3 Conceptual background

As pointed out above, collostructional analysis is couched in (usage-based) Construction Grammar. This approach assumes that language users generalize over the linguistic units they encounter, thus gradually building up an inventory of form-meaning pairs (constructions). Constructions differ in schematicity, from fully lexically specific constructions (e.g. idioms like kick the bucket) to fully schematic ones (e.g. the so-called ditransitive construction, instantiated in She gave me a book or He baked me a cake). In-between these two poles, there are partially filled constructions like [the X-er the Y-er]. Collostructional analysis is particularly well-suited to investigate the open slots in the latter.
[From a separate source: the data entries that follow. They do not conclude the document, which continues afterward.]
PR #4543, opened 2024-08-19
Remove user github access_tokens from db

Jongmassey:
PR #4539 prevented future storage of users's GitHub access tokens when signing in, but left previously-stored tokens in the database.

Due to these tokens short expiry time these residual tokens in the db do no represent a security risk, but may confuse anyone looking at these data in the future.

This migration removes the residual tokens so that the database state is consistent with the current authentication pipeline.


Jongmassey:
This migration depends on the [most recent migration](https://github.com/python-social-auth/social-app-django/blob/master/social_django/migrations/0016_alter_usersocialauth_extra_data.py) from the [Django social auth app](https://pypi.org/project/social-auth-app-django/) such that this app's tables are created during the CI runs and thus the migration in this PR has something to act on.

jobserver/migrations/2025_remove_user_github_tokens.py
```diff
@@ -0,0 +1,20 @@
...
+
+from django.db import migrations
+from social_django.models import UserSocialAuth
+
+
+def remove_github_tokens(apps, schema_editor):
+    for user in UserSocialAuth.objects.all():
+        if "access_token" in user.extra_data:
+            del user.extra_data["access_token"]
+        user.save()
```
iaindillingham, line 11: We'd expect `"access_token" in user.extra_data` to be `True` for all users, given `jobserver/auth_pipeline.py`. Nevertheless, we could [lean on Django](https://docs.djangoproject.com/en/5.1/topics/db/queries/#has-key), which I hope leans on the database:

```suggestion
    for user in UserSocialAuth.objects.filter(extra_data__has_key="access_token"):
        del user.extra_data["access_token"]
        user.save()
```

jobserver/migrations/2025_remove_user_github_tokens.py
iaindillingham, line 1: What does the `2025_` prefix in the filename refer to?

iaindillingham (approved):
I've made a couple of inline comments; I also have an overall comment about consistency.

The migration calls the things we're removing "user_github_tokens", the function calls them "github_tokens", the commit calls them "github access-tokens", and I'm pretty sure I've read "pat" somewhere (although that may be a preceding PR). Each inconsistency introduces a small snag, which made this PR ever-so-slightly more time-consuming to review. Using the same name for the same thing would be really helpful.

I'm going to approve, but please consider my comments.

jobserver/migrations/2025_remove_user_github_tokens.py
Jongmassey: That's what `makemigrations` put on there - is there a way to override this/should I if so?

Jongmassey: 0027 was the last number pre-squashing

Jongmassey: I believe `makemigrations` got confused by the "2024" in the previous migration. I've renamed it to start with 0002 and the migration runs fine locally and in CI

iaindillingham: It's fine to rename unmigrated migrations. (It's not fine to rename migrated migrations!)

PR #4606, opened 2024-09-13
Remove all information related to GitHub access tokens

Jongmassey:


jobserver/migrations/0005_remove_user_socialauth_expires.py
```diff
@@ -0,0 +1,20 @@
...
+
+from django.db import migrations
+from social_django.models import UserSocialAuth
+
+
+def remove_user_socialauth_expires(apps, schema_editor):
+    users = UserSocialAuth.objects.filter(extra_data__has_key="expires")
+    for user in users:
+        del user.extra_data["expires"]
+    UserSocialAuth.objects.bulk_update(users, ["extra_data"])
```
iaindillingham, line 11: Nice to see the `.bulk_update` method, here 👍🏻

jobserver/migrations/0005_remove_user_socialauth_expires.py
```diff
@@ -0,0 +1,20 @@
...
+
+
+class Migration(migrations.Migration):
+    dependencies = [
+        ("jobserver", "0004_remove_orgmembership_roles"),
+        ("social_django", "0016_alter_usersocialauth_extra_data"),
+    ]
+
+    operations = [migrations.RunPython(remove_user_socialauth_expires)]
```
iaindillingham, line 20: In the future, consider passing `RunPython(..., reverse_code=RunPython.noop())` to make the operation reversible. In this case, although we don't need to recreate the data, we may need to reverse the migration. I didn't know about `RunPython.noop()` but IIRC, @lucyb mentioned it in a previous PR.

tests/unit/jobserver/test_auth_pipeline.py
```diff
@@ -84,7 +84,11 @@ def test_pipeline_with_new_user(slack_messages, strategy):
 
     social = output["social"]
     assert social.user == user
+    assert social.extra_data["id"] == "1234"
+    assert social.extra_data["login"] == "dummy-user"
+    assert "auth_time" in social.extra_data
     assert "sekret" not in social.extra_data.values()
+    assert "token_type" not in social.extra_data
```
iaindillingham, line 91: Nitpick: I don't think we need to test for the absence of this value or this key. Neither are added to `social.extra_data` by `pipeline`; and `pipeline` doesn't simply pass through everything it receives from GitHub's response.

iaindillingham (approved):
Thanks for picking this up, @Jongmassey. I've made a couple of suggestions, but they're for next time.

jobserver/migrations/0005_remove_user_socialauth_expires.py
Jongmassey: Thanks, I've added that to this PR as it was a simple addition

PR #4615, opened 2024-09-19
Add explicit dependencies on building to Docker commands

benbc:


Jongmassey (approved):
Seems like a sensible change

PR #4633, opened 2024-09-30
Fix circular redirects caused by wildcards in paths

### LINKED ISSUE #4545: Pages with Redirect Error
Google Search console has highlighted the below pages as having redirect errors:

- https://jobs.opensafely.org/factors-associated-with-covid-19-vaccination/factors-associated-with-covid-19-vaccination-wip-branch/1688/v23wauxcsoibbf6c/
- https://jobs.opensafely.org/datalab/factors-associated-with-covid-19-vaccination/factors-associated-with-covid-19-vaccination-wip-branch/1718/
- https://jobs.opensafely.org/factors-associated-with-covid-19-vaccination/factors-associated-with-covid-19-vaccination-wip-branch/1688/oe2a5smsfcrvh6aa/
- https://jobs.opensafely.org/factors-associated-with-covid-19-vaccination/factors-associated-with-covid-19-vaccination-wip-branch/1603/
- https://jobs.opensafely.org/factors-associated-with-covid-19-vaccination/factors-associated-with-covid-19-vaccination-wip-branch/
- https://jobs.opensafely.org/datalab/factors-associated-with-covid-19-vaccination/factors-associated-with-covid-19-vaccination-wip-branch/1688/oe2a5smsfcrvh6aa/
- https://jobs.opensafely.org/datalab/factors-associated-with-covid-19-vaccination/factors-associated-with-covid-19-vaccination-wip-branch/1603/
- https://jobs.opensafely.org/datalab/factors-associated-with-covid-19-vaccination/factors-associated-with-covid-19-vaccination-wip-branch/1688/v23wauxcsoibbf6c/
- https://jobs.opensafely.org/factors-associated-with-covid-19-vaccination/factors-associated-with-covid-19-vaccination-wip-branch/1603/sqcfuzzbrcnhfkuu/
- https://jobs.opensafely.org/factors-associated-with-covid-19-vaccination/factors-associated-with-covid-19-vaccination-wip-branch/outputs/
- https://jobs.opensafely.org/factors-associated-with-covid-19-vaccination/factors-associated-with-covid-19-vaccination-wip-branch/1603/aemwzevstck23ipl/
- https://jobs.opensafely.org/factors-associated-with-covid-19-vaccination/factors-associated-with-covid-19-vaccination-wip-branch/1623/qzwhzgerbjfaoql4/

---

## Example request

```
❯ curl -I https://jobs.opensafely.org/factors-associated-with-covid-19-vaccination/factors-associated-with-covid-19-vaccination-wip-branch/1688/v23wauxcsoibbf6c/
HTTP/2 301
server: nginx
date: Mon, 19 Aug 2024 09:53:16 GMT
content-type: text/html; charset=utf-8
location: /factors-associated-with-covid-19-vaccination/factors-associated-with-covid-19-vaccination-wip-branch/1688/v23wauxcsoibbf6c/
strict-transport-security: max-age=15724800; includeSubdomains
```

---

From Google docs ([source](https://support.google.com/webmasters/answer/7440203#multiple_redirects))

> ## Redirect error
> Google experienced one of the following redirect errors:
>
> - A redirect chain that was too long
> - A redirect loop
> - A redirect URL that eventually exceeded the max URL length
> - A bad or empty URL in the redirect chain

Jongmassey:
fixes #4545

### DIFF
--- a/redirects/middleware.py
+++ b/redirects/middleware.py
@@ -1,3 +1,4 @@
+from django.db.models import CharField, F, Value
 from django.db.models.functions import Length
 from django.shortcuts import redirect
 
@@ -27,11 +28,11 @@ class RedirectsMiddleware:
 
         # look for a direct or prefix match on the current URL
         redirection = (
-            Redirect.objects.extra(
-                where=["%s LIKE concat(old_url, '%%')"],
-                params=[request.path],
+            Redirect.objects.annotate(
+                url_length=Length("old_url"),
+                request_url=Value(request.path, output_field=CharField()),
             )
-            .annotate(url_length=Length("old_url"))
+            .filter(request_url__startswith=F("old_url"))
             .order_by("-url_length")
             .first()
         )
--- a/tests/unit/redirects/test_middleware.py
+++ b/tests/unit/redirects/test_middleware.py
@@ -39,3 +39,16 @@ def test_redirectsmiddleware_unknown_url(rf):
     response = RedirectsMiddleware(get_response)(request)
 
     assert response == "no match"
+
+
+def test_redirect_with_wildcard_in_path(rf):
+    w1 = WorkspaceFactory()
+    w2 = WorkspaceFactory()
+    RedirectFactory(old_url="/abc/123/test_workspace/", workspace=w1)
+    RedirectFactory(old_url="/abc/123/test-workspace/", workspace=w2)
+
+    request = rf.get("/abc/123/test-workspace/")
+
+    response = RedirectsMiddleware(get_response)(request)
+
+    assert response.url == w2.get_absolute_url()


redirects/middleware.py
```diff
@@ -28,7 +28,7 @@ def __call__(self, request):
         # look for a direct or prefix match on the current URL
         redirection = (
             Redirect.objects.extra(
-                where=["%s LIKE concat(old_url, '%%')"],
+                where=[r"%s LIKE concat(replace(old_url,'_','\_'), '%%')"],
```
StevenMaude, line 31: question: I don't know Django or its query API well enough, but might it be possible to rewrite this query, maybe with `filter(startswith=…`?

https://docs.djangoproject.com/en/5.1/ref/models/querysets/#startswith

One advantage of the abstracted lookups is that [they escape `%` and `_` for you](https://docs.djangoproject.com/en/5.1/topics/db/queries/#escaping-percent-signs-and-underscores-in-like-statements).

Django's documentation [actually advocates avoiding `extra`](https://docs.djangoproject.com/en/5.1/ref/models/querysets/#extra), stating:

> This is an old API that we aim to deprecate at some point in the future. Use it only if you cannot express your query using other queryset methods.

Searching the codebase, it's the only use of `extra` we have, so if we can remove it, that's even better.

mikerkelly: We should do as Steve suggests. I think it's as simple as `Redirect.objects.filter(old_url__startswith=request.path)`. Definitely shouldn't require `.extra()`.

evansd: I think it's the reverse of that we need, which is why it isn't completely trivial. Would be do-able with [F-expressions](https://docs.djangoproject.com/en/5.1/ref/models/expressions/#f-expressions) I think, though you'd still need to the do the escaping to avoid the bug this PR is designed to solve.

Jongmassey: Yes, we need to check where the request path starts with `old_url` not the other way around, which is why `.extra()` was required. Sorry if I didn't phrase that clearly enough!

mikerkelly: Ah, I see, my bad! Can I suggest making the comment a bit more explicit about that? I did not read it the right way round.

mikerkelly:
```python
from django.db.models import F, Value, CharField

redirection = Redirect.objects.annotate(
    url_length=Length("old_url"),
    request_url=Value(request.path, output_field=CharField())
    ).filter(request_url__startswith=F('old_url')
    ).order_by("-url_length").first()
```
This passes existing and Jon's new unit test and I think it makes sense -- annotate in to each row the value we want to compare with, then we can use the `__startswith` lookup expression against that value, using an `F()` expression to get the `old_url` for that row.

No `.extra()` or custom SQL required and it handles the escaping automatically as it's now just standard querysets.
The generated SQL looks like (truncated listing of all the fields after the SELECT):

```
SELECT   ...,
         length("redirects_redirect"."old_url") AS "url_length",
         /abc/123/test-workspace/               AS "request_url"
FROM     "redirects_redirect"
WHERE    /abc/123/test-workspace/::text
LIKE replace(replace(replace(
        ("redirects_redirect"."old_url"), e'\\', e'\\\\'), e'%', e'\\%'), e'_', e'\\_') || '%'
ORDER BY 13 DESC
```

Does that work?

mikerkelly: Looking at the generated SQL again, the `request_url` line actually looks redundant, the WHERE just uses a string-literal. Maybe you can do it without the annotation, but I can't think how. I suppose it doesn't matter much, just wondering if the QS could be tighter.

Maybe that use of string literals in this comparison depends on the DB engine (`::` is postgres casting), and is perhaps not even possible in general, whereas comparing the `request_url` and the transformed `old_url` would work in any engine. So this is Django optimizing the WHERE line for postgres while leaving in the annotation we ask for.

Jongmassey: The generated SQL is much uglier but the Python is more tractable and that's what matters 👍

StevenMaude: Thank you to both Jon and Mike for looking at this!

StevenMaude (approved):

Usage-based construction grammar assumes that our linguistic knowledge is based on generalizations over actual usage events. This means that frequency distributions can be highly informative about the semantics of constructions. For example, the ‘transfer’ semantics of the ditransitive construction is reflected (and potentially explained) by the fact that transfer verbs like give occur with above-chance frequency in this construction.

That also explains the appeal of collostructional analysis - it provides a simple and intuitive way of assessing association patterns between words and constructions, thus providing clues to semantic aspects of a construction. However, there has also been criticism. I won’t go into detail here - instead, I’ll just mention some contentious aspects and point to some references for further reading.

Bybee’s (2010) criticism is, broadly speaking, concerned with the cognitive plausibility of the measure. She criticizes that “Gries and colleagues argue for their statistical method but do not propose a cognitive mechanism that corresponds to their analysis” (Bybee 2010: 100) and argues that working with raw token frequencies might be a superior approach. See Gries (2014) for a reply.
Schmid & Küchenhoff’s (2013) criticism is more methodological in nature. Among other things, they take issue with the problem of “filling the fourth cell”, which we will encounter again in the hands-on tutorial. From a more theoretical perspective, they discuss a problem already hinted at by Bybee, namely that, als Kilgarriff (2007) famously put it, “language is never ever ever random”.